**Work instructions:** Go through the material below and copy each line exactly.

**Data provided:**

PR #1160, opened 2019-11-05
fix(date-inputs): header focus problem fix

### LINKED ISSUE #1159: DateInputs: onBlur problems
#### Summary

Currently when you switch months inside of our DateInputs, onBlur / onFocus is called.

This is probably due to using `SecondaryIconButton` and `onClick` inside of our DateInput.

We should fix this so that onBlur and onFocus are `only` called when the input is focused / blurred, not when "internal" buttons are focused / blurred.

bug

bug in mc

Thanks for the 🎣 @qmateub (#1 MC bug catcher)

montezume:
#### Summary

Fixes #1159 

This is very similar to how we deal with buttons inside of our `RichTextInput`'s Toolbar. 😇

### DIFF
--- a/src/components/inputs/date-input/date-input.js
+++ b/src/components/inputs/date-input/date-input.js
@@ -60,15 +60,28 @@ const DateInput = props => {
   );
 
   const { onBlur } = props;
-  const handleBlur = React.useCallback(() => {
-    if (onBlur)
-      onBlur({
-        target: {
-          id: props.id,
-          name: props.name,
-        },
-      });
-  }, [onBlur, props.id, props.name]);
+  const handleBlur = React.useCallback(
+    event => {
+      if (
+        event.relatedTarget &&
+        event.relatedTarget.getAttribute &&
+        event.relatedTarget.getAttribute('data-button-type') ===
+          'calendar-header'
+      ) {
+        event.preventDefault();
+        return;
+      }
+
+      if (onBlur)
+        onBlur({
+          target: {
+            id: props.id,
+            name: props.name,
+          },
+        });
+    },
+    [onBlur, props.id, props.name]
+  );
 
   const showToday = () => {
     const today = getToday();
--- a/src/components/inputs/date-input/date-input.js
+++ b/src/components/inputs/date-input/date-input.js
@@ -60,28 +60,15 @@ const DateInput = props => {
   );
 
   const { onBlur } = props;
-  const handleBlur = React.useCallback(
-    event => {
-      if (
-        event.relatedTarget &&
-        event.relatedTarget.getAttribute &&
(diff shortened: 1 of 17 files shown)


src/components/inputs/date-input/date-input.js
```diff
@@ -60,15 +60,28 @@ const DateInput = props => {
...
-        target: {
-          id: props.id,
-          name: props.name,
-        },
-      });
-  }, [onBlur, props.id, props.name]);
+  const handleBlur = React.useCallback(
+    event => {
+      if (
+        event.relatedTarget &&
```
tdeekens: #comment?

src/components/inputs/date-input/date-input.spec.js
```diff
@@ -44,6 +45,29 @@ class Story extends React.Component {
...
+        value: '2018-09-18',
+        onFocus,
+        onBlur,
+      });
+      const dateInput = getByLabelText('Date');
+      userEvent.click(dateInput);
+      expect(onFocus).toHaveBeenCalledTimes(1);
+      expect(getByText('September')).toBeInTheDocument();
+      const previousMonthButton = getByLabelText('show prev month');
+      userEvent.click(previousMonthButton);
```
tdeekens: Would you suggest using this in the MC too or apply it everywhere in UIKit?

montezume: @tdeekens yes. Now that I realize that `fireEvent.click` doesn't actually ... click, I think it's the worst and should be deleted.

src/components/inputs/date-input/date-input.visualspec.js
```diff
@@ -11,5 +14,21 @@ describe('DateInput', () => {
...
     await percySnapshot(page, 'DateInput - open');
+
+    const doc = await getDocument(page);
+    const input = await getByTestId(doc, 'date-input');
+
+    const prevMonthButton = await getByLabelText(doc, 'show prev month');
+    await prevMonthButton.click();
+
+    await wait(() => getByText(doc, 'October'));
+    // our input should still be focused even though we clicked a header button
```
montezume: here is the updated test

src/components/internals/calendar-header/calendar-header.js
```diff
@@ -17,8 +17,16 @@ const WrapperComponent = styled.div`
 
 const CalendarHeader = props => {
   const intl = useIntl();
+  // https://codepen.io/mudassir0909/pen/eIHqB
+
+  // we prevent all our defined onClicks inside of the CalendarHeader
+  // from blurring our input.
+  const onMouseDown = React.useCallback(event => {
```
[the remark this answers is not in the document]
tdeekens: No, you can build one 😄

**Problem solution:**
PR #1160, opened 2019-11-05
fix(date-inputs): header focus problem fix

### LINKED ISSUE #1159: DateInputs: onBlur problems
#### Summary

Currently when you switch months inside of our DateInputs, onBlur / onFocus is called.

This is probably due to using `SecondaryIconButton` and `onClick` inside of our DateInput.

We should fix this so that onBlur and onFocus are `only` called when the input is focused / blurred, not when "internal" buttons are focused / blurred.

bug

bug in mc

Thanks for the 🎣 @qmateub (#1 MC bug catcher)

montezume:
#### Summary

Fixes #1159 

This is very similar to how we deal with buttons inside of our `RichTextInput`'s Toolbar. 😇

### DIFF
--- a/src/components/inputs/date-input/date-input.js
+++ b/src/components/inputs/date-input/date-input.js
@@ -60,15 +60,28 @@ const DateInput = props => {
   );
 
   const { onBlur } = props;
-  const handleBlur = React.useCallback(() => {
-    if (onBlur)
-      onBlur({
-        target: {
-          id: props.id,
-          name: props.name,
-        },
-      });
-  }, [onBlur, props.id, props.name]);
+  const handleBlur = React.useCallback(
+    event => {
+      if (
+        event.relatedTarget &&
+        event.relatedTarget.getAttribute &&
+        event.relatedTarget.getAttribute('data-button-type') ===
+          'calendar-header'
+      ) {
+        event.preventDefault();
+        return;
+      }
+
+      if (onBlur)
+        onBlur({
+          target: {
+            id: props.id,
+            name: props.name,
+          },
+        });
+    },
+    [onBlur, props.id, props.name]
+  );
 
   const showToday = () => {
     const today = getToday();
--- a/src/components/inputs/date-input/date-input.js
+++ b/src/components/inputs/date-input/date-input.js
@@ -60,28 +60,15 @@ const DateInput = props => {
   );
 
   const { onBlur } = props;
-  const handleBlur = React.useCallback(
-    event => {
-      if (
-        event.relatedTarget &&
-        event.relatedTarget.getAttribute &&
(diff shortened: 1 of 17 files shown)


src/components/inputs/date-input/date-input.js
```diff
@@ -60,15 +60,28 @@ const DateInput = props => {
...
-        target: {
-          id: props.id,
-          name: props.name,
-        },
-      });
-  }, [onBlur, props.id, props.name]);
+  const handleBlur = React.useCallback(
+    event => {
+      if (
+        event.relatedTarget &&
```
tdeekens: #comment?

src/components/inputs/date-input/date-input.spec.js
```diff
@@ -44,6 +45,29 @@ class Story extends React.Component {
...
+        value: '2018-09-18',
+        onFocus,
+        onBlur,
+      });
+      const dateInput = getByLabelText('Date');
+      userEvent.click(dateInput);
+      expect(onFocus).toHaveBeenCalledTimes(1);
+      expect(getByText('September')).toBeInTheDocument();
+      const previousMonthButton = getByLabelText('show prev month');
+      userEvent.click(previousMonthButton);
```
tdeekens: Would you suggest using this in the MC too or apply it everywhere in UIKit?

montezume: @tdeekens yes. Now that I realize that `fireEvent.click` doesn't actually ... click, I think it's the worst and should be deleted.

src/components/inputs/date-input/date-input.visualspec.js
```diff
@@ -11,5 +14,21 @@ describe('DateInput', () => {
...
     await percySnapshot(page, 'DateInput - open');
+
+    const doc = await getDocument(page);
+    const input = await getByTestId(doc, 'date-input');
+
+    const prevMonthButton = await getByLabelText(doc, 'show prev month');
+    await prevMonthButton.click();
+
+    await wait(() => getByText(doc, 'October'));
+    // our input should still be focused even though we clicked a header button
```
montezume: here is the updated test

src/components/internals/calendar-header/calendar-header.js
```diff
@@ -17,8 +17,16 @@ const WrapperComponent = styled.div`
 
 const CalendarHeader = props => {
   const intl = useIntl();
+  // https://codepen.io/mudassir0909/pen/eIHqB
+
+  // we prevent all our defined onClicks inside of the CalendarHeader
+  // from blurring our input.
+  const onMouseDown = React.useCallback(event => {
```
[the remark this answers is not in the document]
tdeekens: No, you can build one 😄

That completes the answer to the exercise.